Data provided:
PR #29, opened 2023-06-20
MxTimer matching

ItzSwirlz:
I'll do more, just started with noticing the call order mismatch

7:10 PM EDT: all good!

### DIFF
--- a/LEGO1/mxtimer.cpp
+++ b/LEGO1/mxtimer.cpp
@@ -12,14 +12,15 @@ long MxTimer::s_LastTimeTimerStarted = 0;
 MxTimer::MxTimer()
 {
   this->m_isRunning = MX_FALSE;
-  MxTimer::s_LastTimeCalculated = timeGetTime();
-  this->m_startTime = MxTimer::s_LastTimeCalculated;
+  m_startTime = timeGetTime();
+  // yeah this is somehow what the asm is
+  s_LastTimeCalculated = m_startTime;
 }
 
 // OFFSET: LEGO1 0x100ae160
 void MxTimer::Start()
 {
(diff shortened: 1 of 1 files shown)


WamWooWam:
how in gods name did i manage to get these backwards

ItzSwirlz:
> how in gods name did i manage to get these backwards 

We're human. Iirc I checked again with the other way around and got this to be correct but it's late now, if someone can check the order doesn't matter that'd be awesome, but definitely the GetRealTime was confused with the other function. You might have looked at the wrong line

LEGO1/mxtimer.cpp
```diff
@@ -10,17 +10,18 @@ long MxTimer::s_LastTimeTimerStarted = 0;
...
 MxTimer::MxTimer()
-{
-  this->m_isRunning = MX_FALSE;
-  MxTimer::s_LastTimeCalculated = timeGetTime();
-  this->m_startTime = MxTimer::s_LastTimeCalculated;
+{
+  this->m_isRunning = MX_FALSE;
+  m_startTime = timeGetTime();
+  // yeah this is somehow what the asm is
+  s_LastTimeCalculated = m_startTime;
```
madebr, line 17: Does the following generate the same asm?
This looks like something that the original devs could have written.
```c++
  s_LastTimeCalculated = m_startTime = timeGetTime();

```

itsmattkc:
Looks good, thanks!

LEGO1/mxtimer.cpp
ItzSwirlz: While trying to generate a 100% match I noticed some comment (?) made it match

PR #30, opened 2023-06-20
recomp.py: use argparse to parse arguments

madebr:


tools/reccomp/reccomp.py
```diff
@@ -1,66 +1,44 @@
...
-def print_usage():
-  print('Usage: %s [options] <original-binary> <recompiled-binary> <recompiled-pdb> <decomp-dir>\n' % sys.argv[0])
-  print('\t-v, --verbose <offset>\t\t\tPrint assembly diff for specific function (original file\'s offset)')
-  print('\t-h, --html <output-file>\t\t\tGenerate searchable HTML summary of status and diffs')
-  sys.exit(1)
+parser = argparse.ArgumentParser(allow_abbrev=False)
+parser.add_argument('original', metavar='original-binary', help='An original LEGO\N{Copyright Sign} binary')
+parser.add_argument('recompiled', metavar='recompiled-binary', help='The recompiled binary')
+parser.add_argument('pdb', metavar='recompiled-pdb', help='The PDB of the recompiled binary')
+parser.add_argument('decomp_dir', metavar='decomp-dir-pdb', help='The recompiled source tree')
```
itsmattkc, line 15: Some of these descriptions are fairly misleading.

- With `An original LEGO\N{Copyright Sign} binary`, it would be preferable not to use the LEGO name because this script is fairly generic and could be used with any executable decompiled/recompiled in this way. 
- `The recompiled source tree`, the source tree isn't "recompiled", it's "decompiled".
- `decomp-dir-pdb` where does "pdb" come into this?

tools/reccomp/reccomp.py
```diff
@@ -1,66 +1,44 @@
...
+parser.add_argument('--verbose', '-v', metavar='offset', help='Print assembly diff for specific function (original file\'s offset)')
+parser.add_argument('--html', '-H', metavar='output-file', help='Generate searchable HTML summary of status and diffs')
```
itsmattkc, line 17: Should be a lower case `-h`

tools/reccomp/reccomp.py
```diff
@@ -1,66 +1,44 @@
...
-    else:
-      print('Unknown flag: %s' % arg)
-      print_usage()
-  else:
-    positional_args.append(arg)
+args = parser.parse_args()
 
-if len(positional_args) != 5:
-  print_usage()
+skip = args.verbose or args.html
```
itsmattkc, line 21: The `skip` variable was only used for the arg parsing loop and is no longer used without it.

tools/reccomp/reccomp.py
madebr: I renamed it because ArgumentParser automatically added `-h/--help` for help.
This has now been changed to `--help` only.

tools/reccomp/reccomp.py
madebr: - No more `LEGO` anymore in the script
- Fixed the other 2 strings

tools/reccomp/reccomp.py
madebr: No more skip

tools/reccomp/reccomp.py
itsmattkc: That's a good point actually. Maybe it should be `-H` instead in that case.

madebr: I'll change it to `-H` then.

tools/reccomp/reccomp.py
```diff
@@ -1,66 +1,48 @@
...
 import subprocess
 import os
 import sys
 
-def print_usage():
-  print('Usage: %s [options] <original-binary> <recompiled-binary> <recompiled-pdb> <decomp-dir>\n' % sys.argv[0])
-  print('\t-v, --verbose <offset>\t\t\tPrint assembly diff for specific function (original file\'s offset)')
-  print('\t-h, --html <output-file>\t\t\tGenerate searchable HTML summary of status and diffs')
-  sys.exit(1)
+parser = argparse.ArgumentParser(allow_abbrev=False, add_help=False,
```
madebr, line 11:
```suggestion
parser = argparse.ArgumentParser(allow_abbrev=False,
```

tools/reccomp/reccomp.py
```diff
@@ -1,66 +1,48 @@
...
+  description='Compare an original EXE with a recompiled EXE + PDB.')
+parser.add_argument('original', metavar='original-binary', help='The original binary')
+parser.add_argument('recompiled', metavar='recompiled-binary', help='The recompiled binary')
+parser.add_argument('pdb', metavar='recompiled-pdb', help='The PDB of the recompiled binary')
+parser.add_argument('decomp_dir', metavar='decomp-dir', help='The decompiled source tree')
+parser.add_argument('--verbose', '-v', metavar='offset', help='Print assembly diff for specific function (original file\'s offset)')
+parser.add_argument('--html', '-h', metavar='output-file', help='Generate searchable HTML summary of status and diffs')
+parser.add_argument('--help', action='help', help='Show this help message and exit')
```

Brief: Could you reproduce all of the entries above exactly?

Solution for this exercise:
PR #29, opened 2023-06-20
MxTimer matching

ItzSwirlz:
I'll do more, just started with noticing the call order mismatch

7:10 PM EDT: all good!

### DIFF
--- a/LEGO1/mxtimer.cpp
+++ b/LEGO1/mxtimer.cpp
@@ -12,14 +12,15 @@ long MxTimer::s_LastTimeTimerStarted = 0;
 MxTimer::MxTimer()
 {
   this->m_isRunning = MX_FALSE;
-  MxTimer::s_LastTimeCalculated = timeGetTime();
-  this->m_startTime = MxTimer::s_LastTimeCalculated;
+  m_startTime = timeGetTime();
+  // yeah this is somehow what the asm is
+  s_LastTimeCalculated = m_startTime;
 }
 
 // OFFSET: LEGO1 0x100ae160
 void MxTimer::Start()
 {
(diff shortened: 1 of 1 files shown)


WamWooWam:
how in gods name did i manage to get these backwards

ItzSwirlz:
> how in gods name did i manage to get these backwards 

We're human. Iirc I checked again with the other way around and got this to be correct but it's late now, if someone can check the order doesn't matter that'd be awesome, but definitely the GetRealTime was confused with the other function. You might have looked at the wrong line

LEGO1/mxtimer.cpp
```diff
@@ -10,17 +10,18 @@ long MxTimer::s_LastTimeTimerStarted = 0;
...
 MxTimer::MxTimer()
-{
-  this->m_isRunning = MX_FALSE;
-  MxTimer::s_LastTimeCalculated = timeGetTime();
-  this->m_startTime = MxTimer::s_LastTimeCalculated;
+{
+  this->m_isRunning = MX_FALSE;
+  m_startTime = timeGetTime();
+  // yeah this is somehow what the asm is
+  s_LastTimeCalculated = m_startTime;
```
madebr, line 17: Does the following generate the same asm?
This looks like something that the original devs could have written.
```c++
  s_LastTimeCalculated = m_startTime = timeGetTime();

```

itsmattkc:
Looks good, thanks!

LEGO1/mxtimer.cpp
ItzSwirlz: While trying to generate a 100% match I noticed some comment (?) made it match

PR #30, opened 2023-06-20
recomp.py: use argparse to parse arguments

madebr:


tools/reccomp/reccomp.py
```diff
@@ -1,66 +1,44 @@
...
-def print_usage():
-  print('Usage: %s [options] <original-binary> <recompiled-binary> <recompiled-pdb> <decomp-dir>\n' % sys.argv[0])
-  print('\t-v, --verbose <offset>\t\t\tPrint assembly diff for specific function (original file\'s offset)')
-  print('\t-h, --html <output-file>\t\t\tGenerate searchable HTML summary of status and diffs')
-  sys.exit(1)
+parser = argparse.ArgumentParser(allow_abbrev=False)
+parser.add_argument('original', metavar='original-binary', help='An original LEGO\N{Copyright Sign} binary')
+parser.add_argument('recompiled', metavar='recompiled-binary', help='The recompiled binary')
+parser.add_argument('pdb', metavar='recompiled-pdb', help='The PDB of the recompiled binary')
+parser.add_argument('decomp_dir', metavar='decomp-dir-pdb', help='The recompiled source tree')
```
itsmattkc, line 15: Some of these descriptions are fairly misleading.

- With `An original LEGO\N{Copyright Sign} binary`, it would be preferable not to use the LEGO name because this script is fairly generic and could be used with any executable decompiled/recompiled in this way. 
- `The recompiled source tree`, the source tree isn't "recompiled", it's "decompiled".
- `decomp-dir-pdb` where does "pdb" come into this?

tools/reccomp/reccomp.py
```diff
@@ -1,66 +1,44 @@
...
+parser.add_argument('--verbose', '-v', metavar='offset', help='Print assembly diff for specific function (original file\'s offset)')
+parser.add_argument('--html', '-H', metavar='output-file', help='Generate searchable HTML summary of status and diffs')
```
itsmattkc, line 17: Should be a lower case `-h`

tools/reccomp/reccomp.py
```diff
@@ -1,66 +1,44 @@
...
-    else:
-      print('Unknown flag: %s' % arg)
-      print_usage()
-  else:
-    positional_args.append(arg)
+args = parser.parse_args()
 
-if len(positional_args) != 5:
-  print_usage()
+skip = args.verbose or args.html
```
itsmattkc, line 21: The `skip` variable was only used for the arg parsing loop and is no longer used without it.

tools/reccomp/reccomp.py
madebr: I renamed it because ArgumentParser automatically added `-h/--help` for help.
This has now been changed to `--help` only.

tools/reccomp/reccomp.py
madebr: - No more `LEGO` anymore in the script
- Fixed the other 2 strings

tools/reccomp/reccomp.py
madebr: No more skip

tools/reccomp/reccomp.py
itsmattkc: That's a good point actually. Maybe it should be `-H` instead in that case.

madebr: I'll change it to `-H` then.

tools/reccomp/reccomp.py
```diff
@@ -1,66 +1,48 @@
...
 import subprocess
 import os
 import sys
 
-def print_usage():
-  print('Usage: %s [options] <original-binary> <recompiled-binary> <recompiled-pdb> <decomp-dir>\n' % sys.argv[0])
-  print('\t-v, --verbose <offset>\t\t\tPrint assembly diff for specific function (original file\'s offset)')
-  print('\t-h, --html <output-file>\t\t\tGenerate searchable HTML summary of status and diffs')
-  sys.exit(1)
+parser = argparse.ArgumentParser(allow_abbrev=False, add_help=False,
```
madebr, line 11:
```suggestion
parser = argparse.ArgumentParser(allow_abbrev=False,
```

tools/reccomp/reccomp.py
```diff
@@ -1,66 +1,48 @@
...
+  description='Compare an original EXE with a recompiled EXE + PDB.')
+parser.add_argument('original', metavar='original-binary', help='The original binary')
+parser.add_argument('recompiled', metavar='recompiled-binary', help='The recompiled binary')
+parser.add_argument('pdb', metavar='recompiled-pdb', help='The PDB of the recompiled binary')
+parser.add_argument('decomp_dir', metavar='decomp-dir', help='The decompiled source tree')
+parser.add_argument('--verbose', '-v', metavar='offset', help='Print assembly diff for specific function (original file\'s offset)')
+parser.add_argument('--html', '-h', metavar='output-file', help='Generate searchable HTML summary of status and diffs')
+parser.add_argument('--help', action='help', help='Show this help message and exit')
```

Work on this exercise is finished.